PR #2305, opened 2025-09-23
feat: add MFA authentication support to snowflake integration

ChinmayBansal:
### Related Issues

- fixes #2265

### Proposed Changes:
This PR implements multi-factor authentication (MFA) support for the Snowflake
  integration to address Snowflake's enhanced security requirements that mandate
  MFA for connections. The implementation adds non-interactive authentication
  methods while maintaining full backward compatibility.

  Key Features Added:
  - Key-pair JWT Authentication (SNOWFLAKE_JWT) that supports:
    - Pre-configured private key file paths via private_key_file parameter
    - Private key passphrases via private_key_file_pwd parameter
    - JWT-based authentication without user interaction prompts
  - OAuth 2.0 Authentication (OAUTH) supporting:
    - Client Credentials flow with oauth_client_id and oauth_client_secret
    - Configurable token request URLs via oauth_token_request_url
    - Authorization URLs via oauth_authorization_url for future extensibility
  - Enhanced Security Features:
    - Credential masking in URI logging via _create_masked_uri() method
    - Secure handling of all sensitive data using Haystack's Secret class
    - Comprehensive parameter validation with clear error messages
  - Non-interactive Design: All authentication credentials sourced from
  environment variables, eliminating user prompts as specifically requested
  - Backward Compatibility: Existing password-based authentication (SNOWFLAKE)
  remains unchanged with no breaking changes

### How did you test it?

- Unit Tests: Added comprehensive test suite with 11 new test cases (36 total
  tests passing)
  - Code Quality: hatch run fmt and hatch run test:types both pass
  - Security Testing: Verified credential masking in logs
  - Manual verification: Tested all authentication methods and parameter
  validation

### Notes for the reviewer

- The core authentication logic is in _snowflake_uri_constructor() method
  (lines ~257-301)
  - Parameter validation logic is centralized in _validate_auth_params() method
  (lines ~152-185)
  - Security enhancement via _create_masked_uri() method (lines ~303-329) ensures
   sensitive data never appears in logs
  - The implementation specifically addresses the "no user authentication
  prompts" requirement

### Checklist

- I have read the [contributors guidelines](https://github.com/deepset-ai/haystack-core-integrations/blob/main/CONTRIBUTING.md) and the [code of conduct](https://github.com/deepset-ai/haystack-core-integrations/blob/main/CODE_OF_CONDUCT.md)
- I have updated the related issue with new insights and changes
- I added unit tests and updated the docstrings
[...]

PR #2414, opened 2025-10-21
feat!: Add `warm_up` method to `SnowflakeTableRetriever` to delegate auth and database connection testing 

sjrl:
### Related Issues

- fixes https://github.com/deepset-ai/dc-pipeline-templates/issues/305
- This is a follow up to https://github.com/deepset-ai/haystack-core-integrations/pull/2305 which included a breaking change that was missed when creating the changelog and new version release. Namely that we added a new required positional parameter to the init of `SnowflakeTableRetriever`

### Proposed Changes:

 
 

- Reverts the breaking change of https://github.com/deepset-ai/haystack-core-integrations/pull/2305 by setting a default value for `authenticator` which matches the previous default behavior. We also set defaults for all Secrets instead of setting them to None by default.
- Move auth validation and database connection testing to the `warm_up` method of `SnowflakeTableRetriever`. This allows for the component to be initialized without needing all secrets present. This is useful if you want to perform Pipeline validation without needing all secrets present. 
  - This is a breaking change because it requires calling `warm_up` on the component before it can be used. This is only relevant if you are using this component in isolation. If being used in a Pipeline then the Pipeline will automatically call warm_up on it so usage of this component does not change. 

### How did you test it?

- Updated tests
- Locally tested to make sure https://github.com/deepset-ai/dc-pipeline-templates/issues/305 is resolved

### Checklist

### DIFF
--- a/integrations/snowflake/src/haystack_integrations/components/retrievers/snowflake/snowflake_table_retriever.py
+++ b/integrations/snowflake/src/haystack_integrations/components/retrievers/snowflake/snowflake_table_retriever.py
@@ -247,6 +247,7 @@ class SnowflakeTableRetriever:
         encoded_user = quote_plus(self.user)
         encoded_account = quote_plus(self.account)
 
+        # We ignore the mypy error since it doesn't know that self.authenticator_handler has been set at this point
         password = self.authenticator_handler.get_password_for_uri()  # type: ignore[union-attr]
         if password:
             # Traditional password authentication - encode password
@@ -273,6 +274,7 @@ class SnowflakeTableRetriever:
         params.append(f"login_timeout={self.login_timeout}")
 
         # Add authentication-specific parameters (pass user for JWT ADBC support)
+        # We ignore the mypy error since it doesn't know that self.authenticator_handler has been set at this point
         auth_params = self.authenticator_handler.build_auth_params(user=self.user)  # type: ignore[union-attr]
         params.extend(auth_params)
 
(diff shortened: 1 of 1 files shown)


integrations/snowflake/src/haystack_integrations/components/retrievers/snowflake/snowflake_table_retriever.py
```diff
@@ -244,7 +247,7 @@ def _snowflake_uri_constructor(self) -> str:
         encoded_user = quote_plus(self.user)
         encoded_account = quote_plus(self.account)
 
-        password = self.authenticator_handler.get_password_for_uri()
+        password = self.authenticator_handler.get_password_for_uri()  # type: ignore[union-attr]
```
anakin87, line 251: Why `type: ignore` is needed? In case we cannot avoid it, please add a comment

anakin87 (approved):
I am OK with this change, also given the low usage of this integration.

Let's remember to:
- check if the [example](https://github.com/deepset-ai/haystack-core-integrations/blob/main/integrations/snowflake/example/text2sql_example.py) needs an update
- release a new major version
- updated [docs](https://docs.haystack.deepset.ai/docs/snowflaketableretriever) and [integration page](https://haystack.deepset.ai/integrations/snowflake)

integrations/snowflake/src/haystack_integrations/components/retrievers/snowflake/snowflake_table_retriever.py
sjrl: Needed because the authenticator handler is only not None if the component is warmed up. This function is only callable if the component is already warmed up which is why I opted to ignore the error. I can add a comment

---

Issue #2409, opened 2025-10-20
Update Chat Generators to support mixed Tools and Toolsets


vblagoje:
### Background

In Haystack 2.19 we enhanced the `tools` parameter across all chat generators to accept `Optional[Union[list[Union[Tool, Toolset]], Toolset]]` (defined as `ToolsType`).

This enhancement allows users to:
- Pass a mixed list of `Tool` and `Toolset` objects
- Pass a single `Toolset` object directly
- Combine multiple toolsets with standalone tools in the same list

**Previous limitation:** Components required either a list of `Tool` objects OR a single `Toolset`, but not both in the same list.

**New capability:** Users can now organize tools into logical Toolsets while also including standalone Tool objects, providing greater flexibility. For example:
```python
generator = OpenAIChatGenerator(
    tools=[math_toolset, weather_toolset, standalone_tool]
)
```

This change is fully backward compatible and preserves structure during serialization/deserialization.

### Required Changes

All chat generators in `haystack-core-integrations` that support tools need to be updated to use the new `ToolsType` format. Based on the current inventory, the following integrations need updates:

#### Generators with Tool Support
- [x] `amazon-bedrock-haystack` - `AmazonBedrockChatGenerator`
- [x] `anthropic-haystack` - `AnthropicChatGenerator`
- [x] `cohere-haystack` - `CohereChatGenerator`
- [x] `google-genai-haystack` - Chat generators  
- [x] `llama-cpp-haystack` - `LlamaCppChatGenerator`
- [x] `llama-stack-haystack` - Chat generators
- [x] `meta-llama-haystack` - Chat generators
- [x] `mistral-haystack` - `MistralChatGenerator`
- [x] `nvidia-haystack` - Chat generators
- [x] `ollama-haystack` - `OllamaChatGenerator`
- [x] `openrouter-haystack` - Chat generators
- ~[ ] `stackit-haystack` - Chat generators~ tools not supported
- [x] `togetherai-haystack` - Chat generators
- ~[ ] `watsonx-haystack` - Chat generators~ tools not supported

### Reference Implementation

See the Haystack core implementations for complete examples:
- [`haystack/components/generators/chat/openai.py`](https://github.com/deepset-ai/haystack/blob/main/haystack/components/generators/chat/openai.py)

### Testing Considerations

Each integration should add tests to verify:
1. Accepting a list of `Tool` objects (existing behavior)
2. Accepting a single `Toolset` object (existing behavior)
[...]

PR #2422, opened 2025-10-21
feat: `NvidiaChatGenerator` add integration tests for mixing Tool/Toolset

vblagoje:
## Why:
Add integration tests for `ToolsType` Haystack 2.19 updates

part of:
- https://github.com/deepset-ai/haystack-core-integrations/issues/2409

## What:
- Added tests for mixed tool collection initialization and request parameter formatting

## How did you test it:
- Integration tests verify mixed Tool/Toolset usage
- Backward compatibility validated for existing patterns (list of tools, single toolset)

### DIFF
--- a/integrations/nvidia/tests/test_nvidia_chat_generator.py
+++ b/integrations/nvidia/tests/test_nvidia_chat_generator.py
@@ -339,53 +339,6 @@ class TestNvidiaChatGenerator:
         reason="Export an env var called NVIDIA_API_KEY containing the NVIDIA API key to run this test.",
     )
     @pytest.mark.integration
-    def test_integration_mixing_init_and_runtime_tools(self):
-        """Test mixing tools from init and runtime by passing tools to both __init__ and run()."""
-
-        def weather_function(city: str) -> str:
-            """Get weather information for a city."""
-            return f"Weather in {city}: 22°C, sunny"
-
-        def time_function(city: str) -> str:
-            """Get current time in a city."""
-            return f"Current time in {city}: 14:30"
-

• What the task requires
Return each line of the material above that holds the string "breaking".

• Output
  remains unchanged with no breaking changes
- This is a follow up to https://github.com/deepset-ai/haystack-core-integrations/pull/2305 which included a breaking change that was missed when creating the changelog and new version release. Namely that we added a new required positional parameter to the init of `SnowflakeTableRetriever`
- Reverts the breaking change of https://github.com/deepset-ai/haystack-core-integrations/pull/2305 by setting a default value for `authenticator` which matches the previous default behavior. We also set defaults for all Secrets instead of setting them to None by default.
  - This is a breaking change because it requires calling `warm_up` on the component before it can be used. This is only relevant if you are using this component in isolation. If being used in a Pipeline then the Pipeline will automatically call warm_up on it so usage of this component does not change. 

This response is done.